Saved data entries
PR #23035, opened 2019-09-23
Escape ldap dn used in refresh group principals

mrajashree:


alena1108:
@mrajashree could you explain the fix?

mrajashree:
ExternalID is the distinguishedName of a user, which is being used as the baseDN
in ldap search query in RefetchGroupPrincipals. This doesn't need to be split on `\`.
That split is only for when we're using some field that has "logindomain\username"
format. Splitting incorrectly on `\` removed a part of the distinguishedName leading
to ldap errors

mrajashree:
@alena1108 I had included that in commit message but forgot updating PR description with it, updated now

prachidamle:
@mrajashree any idea why this change was present to start with - I wonder if there was any special case we were handling here

mrajashree:
@prachidamle It originally got added in the [commit](https://github.com/rancher/rancher/commit/a883cfbcf1d77e2d83656d2c13c943fb02c6a952) for refreshing group principals. I think that commit is accidentally splitting on principalID to follow what was done in loginUser. However, in loginUser we're splitting on `sAMAccountName`, and in this case the string is externalID of a principal which will always be the `distinguishedName`. It only fails for users with a comma or special characters in their DN, since it gets escaped by adding a `\`

prachidamle:
LGTM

PROBLEM STATEMENT:
An exact copy of every record above is what's needed here.

ANSWER SECTION:
PR #23035, opened 2019-09-23
Escape ldap dn used in refresh group principals

mrajashree:


alena1108:
@mrajashree could you explain the fix?

mrajashree:
ExternalID is the distinguishedName of a user, which is being used as the baseDN
in ldap search query in RefetchGroupPrincipals. This doesn't need to be split on `\`.
That split is only for when we're using some field that has "logindomain\username"
format. Splitting incorrectly on `\` removed a part of the distinguishedName leading
to ldap errors

mrajashree:
@alena1108 I had included that in commit message but forgot updating PR description with it, updated now

prachidamle:
@mrajashree any idea why this change was present to start with - I wonder if there was any special case we were handling here

mrajashree:
@prachidamle It originally got added in the [commit](https://github.com/rancher/rancher/commit/a883cfbcf1d77e2d83656d2c13c943fb02c6a952) for refreshing group principals. I think that commit is accidentally splitting on principalID to follow what was done in loginUser. However, in loginUser we're splitting on `sAMAccountName`, and in this case the string is externalID of a principal which will always be the `distinguishedName`. It only fails for users with a comma or special characters in their DN, since it gets escaped by adding a `\`

prachidamle:
LGTM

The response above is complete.